Domestic Partnerships

Sometimes called a civil union, a domestic partnership is a state- or local-government-recognized relationship. When recognized on the state level, such as in Vermont, New Hampshire, Massachusetts, Connecticut, California and New Jersey, a civil union can confer extensive benefits, but these benefits differ from state to state.

New Jersey’s recently passed legislation, for example, offers certain financial rights including the right to claim joint tax status for state tax purposes. Domestic partners may claim mandatory insurance coverage and pension benefits if their partner is a state employee, but this protection does not extend to public benefit programs. And, while private employers are not obligated to pay for domestic partner coverage, insurance companies must offer coverage to domestic partners on the same terms they offer it to spouses. The bill also designates "domestic partnership status"as a protected class against which employers, landlords, lenders, and others cannot discriminate. The bill provides important personal rights such as the right of hospital visitation, often reserved only for immediate family members, the right to consent to organ donation, and the right to name one another in a health care proxy.

In comparison, Vermont's civil union law is the most comprehensive. Great care was taken to insure that same-sex partners in a civil union are accorded each and every benefit (and obligation) accruing to married couples. Over a thousand Vermont laws were amended to include civil union partners in the many laws regulating marriage.

In contrast, New York State has been slow to join the trend toward domestic partner recognition. Only a few laws have been enacted here that explicitly grant rights to domestic partners. One is found in the Public Health law, wherein domestic partners are accorded equal hospital visitation rights alongside spouses and next-of-kin. This applies at any hospital, nursing home or health care facility. A further provision of the Public Health Law confers equal priority on domestic partners and surviving spouses in determining control over the disposition of funeral remains. (Of course, this assumes that a domestic partner will not also have a spouse, a possibility that seems not to have been contemplated by the statute). Also of interest, if only for its curiously narrow scope, is section 4 of the Workers Compensation Law, which provides that, for the purpose of workers compensation death benefits a domestic partner shall be considered the surviving spouse. In addition to limiting the applicability of the section to only those employees with domestic partners who had no spouse at the time of death, the employee must also have died in the 9/11 terrorist attacks.

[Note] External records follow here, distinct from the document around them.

PR #682, opened 2020-11-27
improved surface to mesh conversion for trimmed surfaces

tomvanmele:

### Checklist

### DIFF
--- a/src/compas_rhino/geometry/surface.py
+++ b/src/compas_rhino/geometry/surface.py
@@ -40,9 +40,9 @@ class RhinoSurface(BaseRhinoGeometry):
             The type of COMPAS mesh.
         facefilter : callable, optional
             A filter for selection which Brep faces to include.
-            Default is ``None`` in which case all faces are included.
-            If provided, the filter should return ``True``/``False`` per faces.
-            A simple filter that includes all faces is ``def facefilter(face): return True``.
+            If provided, the filter should return ``True`` or ``False`` per face.
+            A very simple filter that includes all faces is ``def facefilter(face): return True``.
+            Default parameter value is ``None`` in which case all faces are included.
         cleanup : bool, optional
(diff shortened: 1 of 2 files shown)


tomvanmele:
Screenshot 2020-11-27 at 09 05 41

for handling surfaces like the one on the left...

```python
import compas_rhino

from compas_rhino.geometry import RhinoSurface
from compas_rhino.artists import MeshArtist


def facefilter(face):
    success, w, h = face.GetSurfaceSize()
    if success:
        if w > 10 and h > 10:
            return True
    return False


guid = compas_rhino.select_surface()
surf = RhinoSurface.from_guid(guid)
mesh = surf.to_compas(facefilter=facefilter)

artist = MeshArtist(mesh, layer="Blocks")
artist.clear_layer()
artist.draw()
```

gonzalocasas (commented):
I can't comment much on the actual functionality. I do find the `_a_` and `_b_` to be very weird names for variables, it's like they would have special meaning but they don't, so I would actually prefer a more regular name, like `a_key`, `b_key`. And then, there's the missing changelog line.

src/compas_rhino/geometry/surface.py
```diff
@@ -31,13 +31,20 @@ def from_selection(cls):
...
+    def to_compas(self, cls=None, facefilter=None, cleanup=True):
         """Convert the surface b-rep loops to a COMPAS mesh.
 
         Parameters
         ----------
         cls : :class:`compas.datastructures.Mesh`, optional
             The type of COMPAS mesh.
+        facefilter : callable, optional
+            A filter for selection which Brep faces to include.
+            Default is ``None``.
```
beverlylytle: This might lead to some confusion.  The default behavior is to include all faces, right?  This could be read to say that no faces are included.

Licini (commented):
Look all good to me!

While not mandating coverage for non-spouses, the state Insurance Law allows for group health insurance contracts that offer benefits to persons "chiefly dependent upon" a covered member of the group for support and maintenance. Such a definition clearly may include domestic partners, but there is no specific obligation on an insurer to provide benefits to domestic partners. New York City Local Law no. 27 entitles registered domestic partners of current and retired city employees to certain medical, health and retirement benefits. However, under most other circumstances, the provision of health benefits to a domestic partner in New York State remains entirely optional with the group insurance carrier.

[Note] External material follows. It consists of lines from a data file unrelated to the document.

PR #683, opened 2020-11-30
typo in normal polygon: cross vectors being added need to be halved

juney-lee:

### DIFF
--- a/src/compas/geometry/_core/normals.py
+++ b/src/compas/geometry/_core/normals.py
@@ -9,6 +9,7 @@ from compas.geometry._core import cross_vectors_xy
 from compas.geometry._core import length_vector
 from compas.geometry._core import length_vector_xy
 from compas.geometry._core import normalize_vector
+from compas.geometry._core import scale_vector
 
 from compas.geometry._core import centroid_points
 
@@ -59,7 +60,7 @@ def normal_polygon(polygon, unitized=True):
     for i in range(p):
         b = polygon[i]
         ob = subtract_vectors(b, o)
-        n = cross_vectors(oa, ob)
+        n = scale_vector(cross_vectors(oa, ob), 0.5)
         oa = ob
 
         nx += n[0]
--- a/src/compas/geometry/_core/normals.py
+++ b/src/compas/geometry/_core/normals.py
@@ -9,7 +9,6 @@ from compas.geometry._core import cross_vectors_xy
 from compas.geometry._core import length_vector
 from compas.geometry._core import length_vector_xy
 from compas.geometry._core import normalize_vector
-from compas.geometry._core import scale_vector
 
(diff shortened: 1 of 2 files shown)


juney-lee:
Not sure how we overlooked this... 

`area_polygon` is basically `length_vector(normal_polygon(polygon, unitized=False)`. But since they are presumably used for very different purposes (area for mesh faces, and unitized normals for cells and volmesh where the weighted normals with directions are more convenient), I suppose this slight redundancy is okay?

src/compas/geometry/_core/normals.py
```diff
@@ -59,7 +60,7 @@ def normal_polygon(polygon, unitized=True):
     for i in range(p):
         b = polygon[i]
         ob = subtract_vectors(b, o)
-        n = cross_vectors(oa, ob)
+        n = scale_vector(cross_vectors(oa, ob), 0.5)
```
tomvanmele: would be better to add this as part of the return statement instead of doing this multiplication over and over again

tomvanmele:
```python
if not unitized:
    return 0.5 * nx, 0.5 * ny, 0.5 * nz
```

Licini:
@juney-lee the unit test is not passing on this one due to a very small numerical difference, perhaps it's better to apply a precision in the test.

tomvanmele:
yes, indeed. all tests based on geometry should use `allclose` rather than absolute comparisons...

juney-lee:
yeah... that's a lot of decimal points! why would it result in ever-so-slightly different answers from before though? exactly the same calculation... only the last digit is different.

tomvanmele:
@juney-lee doesn't matter we need to change this everywhere in any case...

tests/compas/datastructures/test_mesh.py
```diff
@@ -509,7 +509,7 @@ def test_face_coordinates():
 
 def test_face_normal():
     mesh = Mesh.from_obj(compas.get('quadmesh.obj'))
-    assert mesh.face_normal(0) == [0.5435358481001584, -0.16248515023849733, 0.8235091728584537]
+    assert mesh.face_normal(0) == [0.54353584810015843, -0.1624851502384973, 0.8235091728584536]
```
tomvanmele, line 512: this should be
```python
assert allclose(mesh.face_normal(0), [0.543535, -0.162485, 0.823509])
```

tomvanmele: with the import somewhere at the top of the file of course.

tomvanmele: we should also stop using these hardcoded identifiers that assume some kind of specific ordering of the internal data. better to use a mesh of which we actually know the normals, like a cube...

It is an odd feature, perhaps, of the New York State laws benefitting domestic partners that persons seeking the benefit of such laws do not have to be a "registered" domestic partners. Every statute that grants domestic partner benefits provides a broad definition of domestic partner that includes registered domestic partners, but also provides alternative methods by which an individual can qualify as a domestic partner, without the trouble of registration. Which begs the question — why bother? Expedience and convenience, are two good reasons. Having to prove to a hospital administrator, before gaining hospital visitation privileges, that you are "dependent or mutually interdependent on the other person for support, as evidenced by the totality of the circumstances" may be a problem, especially when the "other person" is in intensive care and time is short. Similarly, the prospect of having a funeral director weigh the evidence of your "interdependence" before granting you permission to control the disposition of your loved one’s’ remains, may strike some people as demeaning and daunting at such a difficult time.

Thankfully, registration as a domestic partner is neither difficult nor expensive. Suffolk County Local Law No. 26-2006 provides a means to registration as a domestic partner for Suffolk County, New York residents. The requirements for registration include the following: (1) both partners to the domestic partnership are Suffolk residents (or at least one is an employee of Suffolk County); (2) both are at least 18 and mentally competent; (3) neither party is legally married to a third party; (4) neither party is a domestic partner of anyone else, nor has been within the past six months; (5) they are not so closely related that they would not qualify for marriage because of this reason; (6) the parties have lived together for at least one year and have a "close and committed personal relationship;" (7) they complete an affidavit; and (8) provide two documents showing financial interdependence, chosen from a menu of options. [Forms can be found at the Suffolk County Clerk's website.]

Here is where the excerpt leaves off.